■ EXERCISE DATA ■
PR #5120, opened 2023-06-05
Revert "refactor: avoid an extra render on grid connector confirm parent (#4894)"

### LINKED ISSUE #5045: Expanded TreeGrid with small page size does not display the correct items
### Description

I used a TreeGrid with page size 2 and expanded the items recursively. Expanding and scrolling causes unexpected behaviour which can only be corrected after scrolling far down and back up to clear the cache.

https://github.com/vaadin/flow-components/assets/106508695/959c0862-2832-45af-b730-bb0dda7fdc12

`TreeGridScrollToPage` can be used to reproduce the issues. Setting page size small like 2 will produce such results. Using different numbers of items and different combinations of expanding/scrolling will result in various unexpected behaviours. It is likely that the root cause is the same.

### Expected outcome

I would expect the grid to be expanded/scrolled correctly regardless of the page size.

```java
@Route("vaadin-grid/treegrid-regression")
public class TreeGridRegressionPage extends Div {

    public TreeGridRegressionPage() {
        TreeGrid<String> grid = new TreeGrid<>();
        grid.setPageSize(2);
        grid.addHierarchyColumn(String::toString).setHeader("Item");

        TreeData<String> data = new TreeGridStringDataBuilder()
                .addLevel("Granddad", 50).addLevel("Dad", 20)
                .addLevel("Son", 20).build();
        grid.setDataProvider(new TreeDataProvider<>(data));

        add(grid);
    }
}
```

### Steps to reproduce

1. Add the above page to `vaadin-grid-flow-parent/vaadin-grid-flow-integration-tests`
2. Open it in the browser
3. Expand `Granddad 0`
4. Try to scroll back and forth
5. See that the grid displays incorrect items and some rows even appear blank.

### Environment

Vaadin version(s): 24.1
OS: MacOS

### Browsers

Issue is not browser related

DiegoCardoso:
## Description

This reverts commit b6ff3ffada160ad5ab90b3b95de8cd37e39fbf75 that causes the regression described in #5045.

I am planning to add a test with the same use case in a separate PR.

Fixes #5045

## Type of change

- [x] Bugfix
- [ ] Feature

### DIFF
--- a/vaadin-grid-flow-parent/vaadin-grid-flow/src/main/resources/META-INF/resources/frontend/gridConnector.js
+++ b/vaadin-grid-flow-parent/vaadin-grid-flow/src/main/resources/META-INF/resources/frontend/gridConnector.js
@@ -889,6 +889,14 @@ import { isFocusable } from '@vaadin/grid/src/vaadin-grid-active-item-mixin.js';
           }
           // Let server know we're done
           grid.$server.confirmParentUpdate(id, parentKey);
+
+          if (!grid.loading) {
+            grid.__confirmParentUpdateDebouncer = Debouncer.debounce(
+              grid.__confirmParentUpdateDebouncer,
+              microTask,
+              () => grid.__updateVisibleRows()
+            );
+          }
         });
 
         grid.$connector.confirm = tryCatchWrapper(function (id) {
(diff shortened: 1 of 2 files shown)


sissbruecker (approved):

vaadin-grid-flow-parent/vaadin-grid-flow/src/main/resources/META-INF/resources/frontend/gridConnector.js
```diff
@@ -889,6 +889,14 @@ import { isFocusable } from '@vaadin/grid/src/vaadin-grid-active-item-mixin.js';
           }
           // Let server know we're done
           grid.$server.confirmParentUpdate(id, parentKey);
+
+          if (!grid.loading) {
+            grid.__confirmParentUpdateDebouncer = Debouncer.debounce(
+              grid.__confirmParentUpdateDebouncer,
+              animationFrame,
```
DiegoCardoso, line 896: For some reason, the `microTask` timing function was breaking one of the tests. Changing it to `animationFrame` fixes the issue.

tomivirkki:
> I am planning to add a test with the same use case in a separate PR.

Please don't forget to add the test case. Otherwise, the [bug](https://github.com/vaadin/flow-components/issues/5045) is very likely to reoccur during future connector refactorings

■ WORK REQUEST ■
Return each line among the entries that holds the word "scrolling".

■ WRITTEN SOLUTION ■
I used a TreeGrid with page size 2 and expanded the items recursively. Expanding and scrolling causes unexpected behaviour which can only be corrected after scrolling far down and back up to clear the cache.
`TreeGridScrollToPage` can be used to reproduce the issues. Setting page size small like 2 will produce such results. Using different numbers of items and different combinations of expanding/scrolling will result in various unexpected behaviours. It is likely that the root cause is the same.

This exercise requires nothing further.